> Records for the task:
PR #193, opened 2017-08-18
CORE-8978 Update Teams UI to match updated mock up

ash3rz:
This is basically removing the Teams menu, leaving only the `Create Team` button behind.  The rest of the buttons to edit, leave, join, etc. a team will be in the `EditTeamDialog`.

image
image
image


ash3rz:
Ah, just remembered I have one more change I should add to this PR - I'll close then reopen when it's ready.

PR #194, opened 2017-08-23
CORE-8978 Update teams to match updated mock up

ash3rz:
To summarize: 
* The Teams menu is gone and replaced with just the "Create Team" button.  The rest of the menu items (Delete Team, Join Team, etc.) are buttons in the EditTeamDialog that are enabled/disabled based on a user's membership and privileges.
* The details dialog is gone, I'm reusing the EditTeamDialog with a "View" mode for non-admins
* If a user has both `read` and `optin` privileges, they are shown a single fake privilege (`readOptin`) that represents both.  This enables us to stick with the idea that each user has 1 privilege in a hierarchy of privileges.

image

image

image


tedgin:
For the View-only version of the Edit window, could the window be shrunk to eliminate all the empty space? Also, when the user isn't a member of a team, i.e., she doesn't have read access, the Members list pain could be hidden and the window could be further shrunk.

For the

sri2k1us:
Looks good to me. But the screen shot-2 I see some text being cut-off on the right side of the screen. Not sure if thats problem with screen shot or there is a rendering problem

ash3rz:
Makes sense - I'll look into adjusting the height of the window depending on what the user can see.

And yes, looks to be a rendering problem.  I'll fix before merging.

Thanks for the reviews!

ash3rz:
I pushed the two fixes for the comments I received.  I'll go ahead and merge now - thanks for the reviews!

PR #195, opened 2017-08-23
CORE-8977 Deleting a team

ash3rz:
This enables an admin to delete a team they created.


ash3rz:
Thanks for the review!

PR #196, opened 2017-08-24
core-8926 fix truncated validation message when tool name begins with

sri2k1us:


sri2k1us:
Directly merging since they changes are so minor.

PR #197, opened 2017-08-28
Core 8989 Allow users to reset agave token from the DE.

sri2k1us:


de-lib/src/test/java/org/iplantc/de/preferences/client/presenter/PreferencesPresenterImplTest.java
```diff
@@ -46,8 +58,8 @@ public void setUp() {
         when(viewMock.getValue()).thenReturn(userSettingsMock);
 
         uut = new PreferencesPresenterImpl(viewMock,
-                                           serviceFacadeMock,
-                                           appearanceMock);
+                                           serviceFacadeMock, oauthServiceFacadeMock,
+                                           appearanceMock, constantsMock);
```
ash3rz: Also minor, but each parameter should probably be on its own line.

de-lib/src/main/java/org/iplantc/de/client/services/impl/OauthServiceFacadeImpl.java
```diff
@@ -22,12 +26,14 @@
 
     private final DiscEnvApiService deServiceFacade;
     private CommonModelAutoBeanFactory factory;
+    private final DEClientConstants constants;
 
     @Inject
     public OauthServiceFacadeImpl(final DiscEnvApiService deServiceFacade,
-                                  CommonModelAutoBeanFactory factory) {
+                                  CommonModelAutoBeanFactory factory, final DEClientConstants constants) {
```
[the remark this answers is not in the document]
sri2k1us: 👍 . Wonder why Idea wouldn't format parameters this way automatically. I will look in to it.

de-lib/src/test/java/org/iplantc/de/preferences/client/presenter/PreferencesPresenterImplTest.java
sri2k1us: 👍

...

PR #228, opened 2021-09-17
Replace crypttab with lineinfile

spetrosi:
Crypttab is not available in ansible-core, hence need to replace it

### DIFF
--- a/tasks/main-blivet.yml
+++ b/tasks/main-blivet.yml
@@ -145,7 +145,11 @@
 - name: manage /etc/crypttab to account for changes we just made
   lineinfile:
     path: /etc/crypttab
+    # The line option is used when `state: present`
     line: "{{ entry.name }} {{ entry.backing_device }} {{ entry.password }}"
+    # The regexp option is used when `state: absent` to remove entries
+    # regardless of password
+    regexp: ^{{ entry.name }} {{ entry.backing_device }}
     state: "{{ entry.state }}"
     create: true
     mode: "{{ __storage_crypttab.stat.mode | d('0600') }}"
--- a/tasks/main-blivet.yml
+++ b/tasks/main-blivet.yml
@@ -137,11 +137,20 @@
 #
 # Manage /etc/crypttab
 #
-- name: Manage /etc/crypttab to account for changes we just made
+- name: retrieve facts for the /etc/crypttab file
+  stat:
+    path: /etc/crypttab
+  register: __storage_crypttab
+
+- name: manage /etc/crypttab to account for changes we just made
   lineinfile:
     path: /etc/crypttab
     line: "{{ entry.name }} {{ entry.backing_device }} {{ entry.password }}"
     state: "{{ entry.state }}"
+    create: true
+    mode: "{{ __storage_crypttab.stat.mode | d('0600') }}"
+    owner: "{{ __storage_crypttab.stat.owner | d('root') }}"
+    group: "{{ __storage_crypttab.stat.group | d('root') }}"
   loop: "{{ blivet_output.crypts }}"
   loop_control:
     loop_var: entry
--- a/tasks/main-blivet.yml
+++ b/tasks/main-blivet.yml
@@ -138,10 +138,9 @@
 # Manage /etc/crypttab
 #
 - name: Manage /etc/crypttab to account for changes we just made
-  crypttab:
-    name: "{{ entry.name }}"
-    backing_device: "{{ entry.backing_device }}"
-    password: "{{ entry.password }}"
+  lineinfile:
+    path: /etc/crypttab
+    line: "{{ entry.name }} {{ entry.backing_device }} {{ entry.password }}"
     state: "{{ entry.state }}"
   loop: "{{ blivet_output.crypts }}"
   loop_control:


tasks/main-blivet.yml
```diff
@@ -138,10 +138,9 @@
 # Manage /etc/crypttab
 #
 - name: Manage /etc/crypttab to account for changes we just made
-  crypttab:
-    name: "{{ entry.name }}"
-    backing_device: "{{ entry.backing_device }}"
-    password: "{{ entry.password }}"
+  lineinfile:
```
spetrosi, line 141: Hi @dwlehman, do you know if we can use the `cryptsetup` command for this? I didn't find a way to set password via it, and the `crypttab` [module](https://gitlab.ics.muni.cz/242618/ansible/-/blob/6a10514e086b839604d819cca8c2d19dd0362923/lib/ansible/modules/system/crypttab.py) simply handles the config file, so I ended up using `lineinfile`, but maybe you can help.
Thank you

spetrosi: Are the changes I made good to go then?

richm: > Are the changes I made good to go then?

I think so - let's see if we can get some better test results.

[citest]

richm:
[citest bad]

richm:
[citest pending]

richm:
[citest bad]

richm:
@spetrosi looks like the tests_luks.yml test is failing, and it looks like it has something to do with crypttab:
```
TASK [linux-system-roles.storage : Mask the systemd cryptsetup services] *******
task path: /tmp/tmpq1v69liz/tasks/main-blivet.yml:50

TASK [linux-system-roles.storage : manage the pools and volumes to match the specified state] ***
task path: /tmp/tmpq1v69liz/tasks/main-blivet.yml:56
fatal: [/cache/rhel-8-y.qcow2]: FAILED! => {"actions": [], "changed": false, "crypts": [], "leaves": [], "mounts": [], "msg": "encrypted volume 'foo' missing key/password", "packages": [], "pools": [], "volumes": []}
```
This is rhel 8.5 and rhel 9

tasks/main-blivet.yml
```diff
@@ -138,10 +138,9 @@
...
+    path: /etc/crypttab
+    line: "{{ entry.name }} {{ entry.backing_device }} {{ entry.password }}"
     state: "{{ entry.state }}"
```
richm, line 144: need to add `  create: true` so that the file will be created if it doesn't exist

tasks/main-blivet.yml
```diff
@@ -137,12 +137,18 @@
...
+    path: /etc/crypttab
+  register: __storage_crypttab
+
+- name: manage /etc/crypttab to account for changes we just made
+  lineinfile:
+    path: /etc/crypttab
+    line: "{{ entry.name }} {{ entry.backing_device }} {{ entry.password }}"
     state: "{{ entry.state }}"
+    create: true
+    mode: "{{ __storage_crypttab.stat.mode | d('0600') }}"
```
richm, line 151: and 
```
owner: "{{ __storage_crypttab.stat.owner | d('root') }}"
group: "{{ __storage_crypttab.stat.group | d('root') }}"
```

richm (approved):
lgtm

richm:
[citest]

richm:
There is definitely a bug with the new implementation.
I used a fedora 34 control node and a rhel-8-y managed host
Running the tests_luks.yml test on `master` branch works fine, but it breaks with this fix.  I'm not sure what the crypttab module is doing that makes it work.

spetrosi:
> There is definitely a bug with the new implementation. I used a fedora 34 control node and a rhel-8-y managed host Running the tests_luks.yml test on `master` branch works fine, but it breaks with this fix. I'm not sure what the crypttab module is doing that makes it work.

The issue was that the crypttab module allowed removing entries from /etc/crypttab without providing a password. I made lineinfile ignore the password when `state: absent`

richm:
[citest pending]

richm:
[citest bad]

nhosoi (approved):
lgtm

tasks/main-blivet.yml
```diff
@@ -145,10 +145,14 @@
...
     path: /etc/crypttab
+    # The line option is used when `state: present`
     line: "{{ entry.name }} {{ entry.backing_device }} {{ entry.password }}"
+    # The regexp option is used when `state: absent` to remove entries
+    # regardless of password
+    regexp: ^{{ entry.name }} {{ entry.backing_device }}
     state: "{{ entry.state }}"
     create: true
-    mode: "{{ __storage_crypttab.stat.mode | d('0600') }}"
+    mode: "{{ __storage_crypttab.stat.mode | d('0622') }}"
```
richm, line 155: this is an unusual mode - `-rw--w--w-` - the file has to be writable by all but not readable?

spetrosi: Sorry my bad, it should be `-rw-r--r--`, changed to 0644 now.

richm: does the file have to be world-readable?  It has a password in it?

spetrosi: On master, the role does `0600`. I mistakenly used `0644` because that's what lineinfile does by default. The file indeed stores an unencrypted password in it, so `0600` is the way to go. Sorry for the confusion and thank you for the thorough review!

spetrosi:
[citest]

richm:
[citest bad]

> Required action: For each line of the material that includes the word "enables", make a copy.

> Expected answer:
* If a user has both `read` and `optin` privileges, they are shown a single fake privilege (`readOptin`) that represents both.  This enables us to stick with the idea that each user has 1 privilege in a hierarchy of privileges.
This enables an admin to delete a team they created.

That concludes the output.